Tenet | 2020
I tied myself in knots with Inception, so I’ll keep plot to the minimum and do my best to avoid spoilers. Director Christopher Nolan drip feeds information on a strictly need-to-know basis – even the protagonist (John David Washington) is only ever known as The Protagonist, so we have no idea for the reason behind the raid on a concert at ‘Kiev Opera House’ which opens the movie.
A lot of the film, including this sequence, was shot in Tallinn, a port on the Baltic Sea and the capital of Estonia.
The concert hall is Linnahall, Kalasadama 4, a sprawling venue built for the 1980 Moscow Olympics on the coast of Tallinn Bay, back in the days when Estonia was part of the former Soviet Union.
The hall had stood derelict for about 10 years and was in a sorry state of disrepair, with damage to the seats, carpeting and even the structural concrete – not to mention the graffiti.
It was given a thorough renovation for the film, which even included getting the defunct lighting system to work again. It’ll be interesting to see if it gets a new lease of life as a live venue.
Following the raid, the Protagonist (how about we just call him Pro?) finds himself captured and being tortured in the middle of a freight rail yard. Remaining in Tallinn, the railyard is at Telliskivi Creative City, developed in a former industrial complex on the border of Tallinn’s Old Town and the Kalamaja District.
All seems lost, but the suicide pill on which he bites down turns out to be fake and Pro wakes up aboard a ship in the middle of an offshore wind farm to discover that the ordeal has proved his mettle to be recruited for a sensitive and highly secret job.

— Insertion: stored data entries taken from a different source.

PR #139, opened 2025-12-11
fix: avoid double testing scheme

elevatebart:
- move all testing in a different package so as to actually test the library
- add typechecking to the tests
- fix all the errors found
- check if changes were committed to generator but the sdk changes were not committed

### DIFF
--- a/.github/workflows/javascript-sdk.yml
+++ b/.github/workflows/javascript-sdk.yml
@@ -83,15 +83,8 @@ jobs:
           echo $APPLICATION_SECRETS | base64 -d > ../test-utils/docker-setup/application-secrets.yml
           ./run-tests.sh
 
-      # Trusted publishing need npm 11.+
-      - name: Upgrade npm
-        if: startsWith(github.ref, 'refs/tags/v')
-        run: |
-          npm install -g npm@latest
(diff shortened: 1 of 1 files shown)


.github/workflows/javascript-sdk.yml
```diff
@@ -71,15 +73,40 @@ jobs:
...
+      - name: Get OIDC Token
+        if: startsWith(github.ref, 'refs/tags/v')
+        env:
+          AUDIENCE: "npm:registry.npmjs.org"
+        run: |
+          TOKEN_JSON=$(curl -s -H "Authorization: bearer $ACTIONS_ID_TOKEN_REQUEST_TOKEN" "$ACTIONS_ID_TOKEN_REQUEST_URL&audience=$AUDIENCE")
+          ID_TOKEN=$(echo "$TOKEN_JSON" | jq -r .value)
+          echo "NODE_AUTH_TOKEN=$ID_TOKEN" >> "$GITHUB_ENV"
+
+      - name: Set version
```
Skraye: Tag looks like `v{version}-{language}` so I dont think it will works
You already fetch it from the package.json in `extract_version` so use it

PR #200, opened 2026-03-27
fix(js-sdk): add types to exports field for modern moduleResolution

xuxusheng:
## Problem

The `@kestra-io/kestra-sdk` package.json `exports` field is missing a `types` condition:

```json
"exports": {
  ".": "./dist/KestraClient.mjs"
}
```

When TypeScript uses `moduleResolution: "bundler"` (Vite, Next.js, etc.) or `"node16"` / `"nodenext"`, it resolves imports through the `exports` map. Since there's no `types` condition, TypeScript cannot find the type declarations, even though `dist/KestraClient.d.ts` exists and the top-level `types` field points to it.

The official test project uses the legacy `moduleResolution: "node"` which ignores `exports` entirely — that's why it wasn't caught.

## Fix

Add the `types` condition to the `exports` field:

```json
"exports": {
  ".": {
    "types": "./dist/KestraClient.d.ts",
    "default": "./dist/KestraClient.mjs"
  }
}
```

## Error before fix

```
error TS7016: Could not find a declaration file for module '@kestra-io/kestra-sdk'.
There are types at '.../KestraClient.d.ts', but this result could not be resolved
when respecting package.json "exports".
```


elevatebart:
The exports in this package are generated by tsdown. They will be working soon.

PR #245, opened 2026-05-27
tech: add SDK API coverage script

jymaire:
Computes how much of the Kestra HTTP API each hand-written SDK covers, deriving the API surface directly from the backend Micronaut controllers (kestra OSS + kestra-ee) rather than from the OpenAPI spec, which is being removed. Matches SDK methods to backend endpoints on (verb, normalized path).

Reports Python/Go/Java coverage; JS is generated from OpenAPI at build time (src/openapi is gitignored) so it has no source to measure.


jymaire:
moved to plugins-devtools repo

The turbine is which he's temporarily housed is part of Nysted Wind Farm, close to the Rodsand Sand Bank, south of Lolland, fourth largest of the Danish Islands, in the Baltic Sea.
He's eventually picked up and put ashore in 'Denmark' – actually Muuga Harbour, east of Tallinn.
From here, Pro is whisked away by car to the 'Wermuth-Bygningen Building', where he's introduced to the brain-twisting concept of 'time reversed' bullets by scientist Barbara (Clémence Poésy). Although the wind farm was in Denmark, this is Tallinn. The institute was Liivalaia Courthouse, Liivalaia 24, in the Veerenni district, south of the city centre. Although it only opened in 1987, the court moved out in 2018 and the building is currently disused.
Pro's mission is to discover the origin of these strange bullets, the very existence of which has terrifying ramifications.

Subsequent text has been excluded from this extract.